Thousands of would-be producers -- many of them farmers and rural residents -- have been forced to scrap their plans in response to the change. This has created repercussions for suppliers of solar infrastructure and financial institutions that have arranged financing.
"I'm, of course, disappointed,
as are many members of the farming community," says Wendy Omvlee of Nanticoke,
the Norfolk- Haldimand-Brant representative to the Ontario Federation of Agriculture.
"Surely they had to have done the math. It's extremely disappointing and
a big concern. How can we ever again put our faith in any other offer they might
Energy minister Brad Duguid caused an uproar July 2 when he announced that the Ontario Power Authority will only pay 58.8 cents per kilowatt hour for electricity from small, ground-mounted solar projects of 10 kilowatts or less.
The province originally committed to 80.2 cents per kilowatt hour. The lucrative terms prompted more than 15,000 applications. The 80.2 cents per kilowatt hour payout still stands for roof-mounted projects because they are more expensive to set up and maintain.
Duguid says the price had to come down on ground-mounted projects, otherwise the province would have to find $1 billion over the next 20 years to cover these generators' annual rate of return of 25%.
"That would have been irresponsible for us to have let it continue," Duguid said.

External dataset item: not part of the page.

PR #2804, opened 2026-08-31
fix(ci): sweep the remaining 103 EPIPE-inverting `producer | grep -q` sites — 32 of them fail SILENTLY OPEN

noahgift:
Follow-up to #2799 (which fixes the two sites that took `guard-runner-labels` red on #2776). Same defect, 48 more files, 103 more sites.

Contractors fortunate enough to lock in 20-year contracts at 80.2 cents will be paid in full. But more than 10,000 applicants who were awaiting approval have had to revisit their plans now that the payoff has been slashed. Many have aborted their projects because the business model is no longer viable.

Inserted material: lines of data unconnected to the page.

Issue #1056, opened 2020-10-19
User can create, fund and sign in to implicit account


mattlockyer:
## Story

As a USER who wants to get off exchange / other wallet and into NEAR Wallet, I want to create an account in the NEAR wallet, fund it and then transfer my funds to that account, so I can move my assets into the NEAR Wallet.

## Acceptance Criteria

- [ ] User can create implicit account via seed phrase
- [ ] Seed phrase is verified
- [ ] User sees funding accountId and can fund account
- [ ] Once funded user can continue with recovery link to sign in

## Unhappy Path

User creates account, funds it, clears browser cache and loses seed phrase.
User clears browser cache and loses option to continue, they need to manually enter seed phrase in recovery options of Wallet.

## Testing

https://wallet.testnet.near.org/create-implicit
Then fund it from another account on testnet (You just need 1N).
Then click continue and recover into account.

## Assets

- N/A

## NOTES

- Sprinted last friday: https://github.com/near/near-wallet/pull/1052#issuecomment-712191127

corwinharrell:
Alright so I walked through this in its current state to provide some feedback through the UX lens. Here is my [video recording](https://streamable.com/z5qyiy) with moment-to-moment commentary if you'd rather watch than read (or both).


## UX Audit
1. `/create-implicit`
    - Starting at seed phrase setup is jarring, there is no introduction to the user to indicate that they are creating a new account.
    - What if they want to use a method other than seed phrase?

2. `/create-implicit/fund` 
    - Instructing the user to perform these actions is odd
    - It assumes that the user has another account which they can use to fund the new account.
        - What if they don't have another account?
    - User: _"Why do I have to send 1 NEAR?"_
    - User: _"Why is it such a small amount?"_
    - No way to guarantee that the user would return to this window/tab without closing it first.

3. `/send-money`
    - What's the likelihood that the user would have recorded their implicit account ID?
    - UI: `Always double-check your accountID`
        - No reason to put this in the UI. We can't just give disclaimers for every important action in our UI. That doesn't solve anything and doesn't **_truly_** communicate the level of severity.
    - When the user inputs an implicit account ID, the "valid" state of the input just says `Always double check the account ID`. It doesn't let the user know that they've entered a valid Account ID.

4. Account Dashboard
    - User: _"OK so I've now funded the new account, but I'm on the dashboard of a different account. How do I get to the account I've created?"_
[...]

PR #1059, opened 2020-10-19
fix continue screen

mattlockyer:


mattlockyer:
Implements: https://github.com/near/near-wallet/issues/1056#issuecomment-712358673

kcole16 (approved):

PR #1066, opened 2020-10-21
Allow to fund account creation from another account

vgrichina:
This is a bit work in progress (you need to know URL http://wallet.testnet.near.org/create-from/your-account.testnet), but generally should be releasable.


kcole16:
One strange quirk (though somewhat expected) when creating an account with seed phrase and recovering:
- Two accounts are recovered, since they both use the same seed phrase (implicit and user-defined accounts)

Not sure we can easily get around this, but it's a bit confusing for the user to see "2 accounts were successfully recovered" if they expect to have just one. Same happens with Ledger.

vgrichina:
@kcole16 I think the fix is to use up whole balance and remove implicit account, going to add it

PR #1071, opened 2020-10-21
hotfix implicit accounts LAK/FAK and dup accountIds

mattlockyer:


kcole16:
@mattlockyer Testing this locally, I still get the 2FA prompt when recovering with seed (for implicit account)

mattlockyer:
@kcole16 you will once, can't fix that unless we push to near-api-js

kcole16 (approved):

vgrichina (changes requested):
Merged smaller hotfix, so let's figure out what are most desired long term changes

PR #1075, opened 2020-10-21
Revert "Fix implicit 2"

vgrichina:
Reverts near/near-wallet#1070

We should merge smaller fix for now instead:
https://github.com/near/near-wallet/pull/1074


mattlockyer:
I'm not sure there's a different fix for this. There are still users with LAK seed phrases from enabling 2fa on implicit accounts that are not being rotated back to FAKs.

mattlockyer (approved):

vgrichina:
> There are still users with LAK seed phrases from enabling 2fa on implicit accounts that are not being rotated back to FAKs.

I don't think this is a big issue. As I understand they can still require anyway with 2FA approval, add different recovery method, etc. Correct?

PR #1076, opened 2020-10-22
Turn "Receive" arrow icon into a "down arrow" instead of a "left arrow"

evgenyboxer:
Hey team!

I started using the wallet and noticed that the "receive" icon points "outside", and this is kinda counter-intuitive. I suggest rotating it by `90deg` instead of `180deg` (so the arrow would point "down").

Before:
Screen Shot 2020-10-22 at 3 14 10 pm

After:
Screen Shot 2020-10-22 at 3 14 37 pm

Let me know what you think!

### DIFF
--- a/src/components/navigation/NavLinks.js
+++ b/src/components/navigation/NavLinks.js
@@ -41,7 +41,13 @@ const NavLink = styled(Link)`
         background-size: contain;
     }
 
-    &.rotate {
+    &.rotate-up {
+        &:before {
+            transform: rotate(-90deg);
+        }
+    }
+
+    &.rotate-down {
         &:before {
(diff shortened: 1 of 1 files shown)


corwinharrell:
Thanks for sharing @evgenyboxer! I can understand why this might communicate better. I have no issue with the change, but I might recommend that we do the same to "Send" for the sake of consistency (so "Send" would point up). @jakestutzman any opinions?

evgenyboxer:
@corwinharrell 

Here's how it looks with the arrow up: (have pushed the changes in the PR)

Screen Shot 2020-10-23 at 1 05 45 pm

PR #1077, opened 2020-10-22
Add Storybook for isolated component development

corwinharrell:
I'd like to add [Storybook](https://storybook.js.org/docs/react/get-started/introduction) to our Wallet repo. This enables and benefits us in the following ways:

1. **Isolated component development:** Storybook provides an environment where individual components can be isolated and refined without having to make changes to components in the context of a view. This allows for focused development and for us to really start improving the quality, versatility, and accessibility of our components. This environment also allows me, a "designer who codes", to more easily contribute to the design of our UI. I plan to spend more time in code and less time in Figma in the coming months as we continue to improve our UI.

2. **Testing for Components:** As we scale, it is important that our UI meets certain standards in accessibility. Storybook offers [tooling for testing the accessibility](https://github.com/storybookjs/storybook/tree/master/addons/a11y) or our components, flagging things like contrast issues or missing states, so that we can keep inline with [web accessibility standards](https://www.w3.org/WAI/standards-guidelines/wcag/).

3. **Design System documentation:** There's a lot of overhead in maintaining a design system. With little configuration, Storybook helps to generate automatic documentation of your components which can be customized and added to over time. Component state and props are clearly displayed and are made interactive, making it easy for anyone using our components to ensure they understand what the components enable, and how best to use them. I would like to own the creation of our design system documentation, and will be adding to and improving it over time, with the goal of eventually packaging our component library so that developers across our team and other products may also benefit from a well constructed and documented component library.

Storybook

4. **Add as you go:** Starting with a single component is all it requires to get going with Storybook. In our case, I've started with `Button`. Each component will be added individually, and can be accompanied with pieces of documentation as we have time.

**USING STORYBOOK IS ENTIRELY OPTIONAL.** It stays out of the way, and doesn't require any changes, additional configuration or rearchitecting of existing code (With one exception detailed below). This means that it is there for you if you'd like to use it, but if not, project devs can simply act like it doesn't exist. The caveat to this, which is actually a benefit, is that Storybook is most useful when using `PropTypes` or TypeScript, where the properties of components are typed. In doing this, Storybook generates documentation automatically based on these `PropTypes`. We should be doing this anyways, and IMO this is a good motivation to start type-ing our current component properties. @Patrick1904 to start, I've just added a few `PropTypes` to our current `Button` component.


vgrichina:
@corwinharrell do we have to install it into project vs run vs `npx`?

corwinharrell:
@vgrichina I believe so since it installs a few dependencies and sets up a default configuration based on your project. You then need to write the "story" files which import your project's components, and act as your component documentation. Not sure if that answers your question. 

I'd take a look at their docs to see if there are any alternative config options that you might favor, I've just always used it by initiating it in the root directory, which is what they recommend.

corwinharrell:
@vgrichina I know this is low priority, but any reason we can't merge this this week? Would love to start in on some component work.

Patrick1904 (approved):

Patrick1904:
@corwinharrell this looks good to me. Please just fix failing tests.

Last week, OFA demanded the province "restore credibility to its Green Energy initiatives by honouring the terms already agreed to for production of solar energy."
MPP Toby Barrett spoke with a group of local farmers and entrepreneurs in Haldimand in the aftermath of Duguid's announcement. Many were preparing to get into solar generation in a big way. One young businessman had arranged $100,000 in financing from a local bank before Duguid changed the rules.
"He's done," Barrett said.
"He indicated to me that he had to walk away. He pencilled it out at 80.2
cents. He can't do it at 58.8 cents.
"These people were upset and bewildered. They thought they were dealing with the Province of Ontario, not some fly-by-night carpetbagger who tries to strip the trees out of your bushlot. Dalton (McGuinty) just pricked their bubble. He just pulled the plug. Even with the 58.8 cents, will this be good for 20 years? When will the province change the rules again?"
Mark Bannister of Vanessa is president of Diverse Green Solutions Ltd. and an agent for the clean energy equipment vendor Omniwatt Fuel-less Energy. While the province has slashed the rate of return on small solar projects, Bannister says there is still decent money to be made at 58.8 cents per kilowatt hour. Solar kits that meet the province's micro-fit criteria are available at a price that will produce an annual rate of return of 12.6% over 20 years.
"The micro-fit ground-mounted solar projects are not dead in the water," Bannister said. "There is a method of keeping them viable. There is still an opportunity here for farmers. At 58.8 cents a kilowatt hour, there is a viable solution."